Aku menguap berulang kali sedari tadi. Kelopak mataku terasa berat, jam dinding pukul satu malam. Sudah menjadi ritualku tiap malam menunggu Mas Alister pulang kerja. Aku menuruni tangga dari lantai tiga ke lantai satu. Lalu berjalan ke arah sofa berwarna putih di ruang tengah. Rumah sebesar ini kalau yang tinggal hanya sepasang saja pasti jadi seperti syuting film horor.

"Ali belum pulang?" suara itu dari Nenek, dia sangat menyayangiku dan berharap dalam perutku ada cicitnya. Aku tersenyum lalu dia menemaniku duduk di sofa empuk ini.

"Belum Mbah, mungkin dia lembur." Sahutku, Nenek mendesah.

"Kamu mau lihat orang tua Ali?" Aku mengangguk cepat.
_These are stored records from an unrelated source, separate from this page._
PR #935, opened 2026-07-31
Move simulation result registration into db_sdk/registration

james-isbister:
Continues the `db_sdk/registration/` consolidation started in #934. Adds `simulation_result/` alongside the existing `circuit/` and `morphology/` packages.

* Move `scientific/library/simulation/neuron/registration.py` to `db_sdk/registration/simulation_result/register.py`
* Change `register_simulation_results` to take a `simulation_id` and plain report paths instead of the neuron-specific `SimulationMetadata` / `SimulationResults` schemas, so it is not tied to one backend
* Replace the duplicate inline registration in `simulate_brian2.sonata_main` with a call to the shared function
* Move the test module to mirror the new layout

Both backends now register under the same name and description. brian2 previously used `description=""`; it takes the shared default now. `name` and `description` stay parameterized for future backends, though nothing overrides them today.

Dropping brian2's hardcoded `application_x_hdf5` for voltage reports is safe: libsonata always appends `.h5` to report filenames when the configured name lacks it (`weird.dat` comes back as `weird.dat.h5`), so the shared extension lookup always resolves to the same content type.

Also updates `registration/README.md` to mark this candidate done and renumber the rest.

**Testing** — `make format` and `make lint` clean. Full suite 1523 passed; the 5 failures are pre-existing locally and come from the uninstalled `ultraliser` and `connalysis` optional extras.


obi_one/db_sdk/registration/simulation_result/register.py
```diff
@@ -0,0 +1,96 @@
...
+) -> None:
+    """Upload a single report file as an asset on the simulation result."""
+    asset = client.upload_file(
+        entity_id=simulation_result.id,
+        entity_type=type(simulation_result),
+        file_path=file_path,
+        file_content_type=file_content_type,
+        asset_label=asset_label,
+    )
+    L.info(
```
mgeplf: I'd put the logging before the `client.upload_file` so that we know what is being attempted, in case it fails.

obi_one/db_sdk/registration/simulation_result/register.py
```diff
@@ -0,0 +1,96 @@
...
+) -> models.SimulationResult:
+    """Register a SimulationResult and attach its spike and voltage report assets.
+
+    Args:
+        client: The entitycore SDK client.
+        simulation_id: ID of the simulation these results belong to.
+        spike_report_file: Path to the spike report (HDF5).
+        voltage_report_files: Paths to the voltage reports. The content type of each is
+            derived from its extension via EXTENSION_TO_CONTENT_TYPE.
+        name: Name for the registered entity. Both current backends take the default.
```
mgeplf: `Both current backends take the default.` is the sort of comment that will get stale very fast.

If nothing is using `name` or `description`, let's remove them for now; or, alternative, have the `backends` set the default values they want, rather than rely on `register_simulation_results` having a default.

obi_one/db_sdk/registration/simulation_result/register.py
```diff
@@ -0,0 +1,96 @@
...
+        description: Description for the registered entity. Both current backends take
+            the default.
+
+    Returns:
+        The registered SimulationResult entity.
+    """
+    # TODO: Add proper name, consider adding a description
```
mgeplf: stale?

obi_one/db_sdk/registration/simulation_result/register.py
james-isbister: Good point. I went for the backends writing it exclusively, so there is a clear place for us to write better/custom strings in future

mgeplf (approved):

Nenek mengambil album dari lemari lalu membuka album lama dan menunjukkan foto-foto silsilah keluarga mereka. Dari kakek, ayah mertuaku, dan foto Alister yang terlihat gagah. Aduh gemesnya, kalau aku punya anak pasti setampan Alister.
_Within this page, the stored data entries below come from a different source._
PR #936, opened 2026-07-31
Additional simulation generation tests

james-isbister:
Tests for `GenerateSimulationTask`, plus two bugs they turned up.

**Tests** — 365 tests in `tests/obi_one/scientific/tasks/simulation_campaign_generation/`

- Drive the task directly (no scan, no DB): build a SingleConfig, execute, assert on the files written
- Cover every block type: neuron sets, stimuli, recordings, timestamps, distributions, morphology locations, synaptic + neuronal manipulations
- Sweep every block with its reference fields left unset (`None`), which is the most common config and where the default-resolution logic is spread across several places
- Assert no generated config names a node set that is missing from `node_sets.json`
- Parametrised sweeps build their cases from the block unions, so a new block type is covered without editing the tests
- Also: circuit resolution/staging, compartment sets, entitycore asset uploads, whole-config snapshots per config family (Circuit, MEModel, MEModel+synapses, Brian2, LearningEngine)

**Fixes**

- Point/virtual neuron set defaults moved from `NeuronSimulationScanConfig` up to `BaseSimulationScanConfig`. Brian2 and LearningEngine configs accept `PointCombinedNeuronSet` but had no `default_point_neuron_set_reference`, so leaving its base unset raised `AttributeError` instead of picking up the point default.
- Registered `NeuronalManipulationReference` in the block reference registry. It was declared in `reference_types` on `MEModelSimulationScanConfig.neuronal_manipulations` but never registered, so `ScanConfig.add()` could not add a neuronal manipulation at all.

### DIFF
--- a/obi_one/scientific/mappings_and_registry/block_reference_registry.py
+++ b/obi_one/scientific/mappings_and_registry/block_reference_registry.py
@@ -20,6 +20,9 @@ from obi_one.scientific.unions_and_references.neuron_sets import (
     PointNeuronSetReference,
     VirtualNeuronSetReference,
 )
+from obi_one.scientific.unions_and_references.neuronal_manipulations import (
+    NeuronalManipulationReference,
+)
 from obi_one.scientific.unions_and_references.recordings import RecordingReference
 from obi_one.scientific.unions_and_references.stimuli import StimulusReference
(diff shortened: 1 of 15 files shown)


chr-pok (approved):
Great addition of tests! Thanks for the bug fixes along with it.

"Meneruskan nama keluarga sangat penting. Kamu harus berusaha untuk membuat Alister menjadi seorang ayah." Nenek mengelus bahuku lembut. "Minggu depan ada peresmian perusahaan di bawah nama Alister, kamu berdandanlah yang cantik temani dia. Sudah saatnya kamu menunjukkan diri sebagai cucu menantu keluarga ini."

Aku mengangguk tersenyum bahagia. "Jadi aku boleh toh manggil Mbah beneran? Jadi Mbah ndak keberatan aku jadi istri Mas Alister." Aku ingin menyakinkan diriku lagi. Nenek mengangguk dengan senyum tulus.

Tiba-tiba terdengar suara pintu terbuka, aku dan Nenek menoleh. Alister muncul dengan wajah kusut tanpa dasi, ia menenteng jasnya seperti benda berat. Aku menghampiri dengan tersenyum menyambutnya.

"Mas udah pulang." Aku mengambil jas dari tangannya. "Udah makan?" tanyaku.

"Udah." Jawab Mas Alister tanpa menatapku, dia sedang memandang Nenek sebentar lalu naik ke atas tangga. Aku menghela nafas, tangga itu lagi. Saat sampai di depan pintu Mas Alister membalikkan badan, menghadap padaku. "Kamu bersikap biasa saja. Jangan seperti ini seolah kita pasangan untuk seumur hidup." Suaranya datar, membuat senyumku pudar.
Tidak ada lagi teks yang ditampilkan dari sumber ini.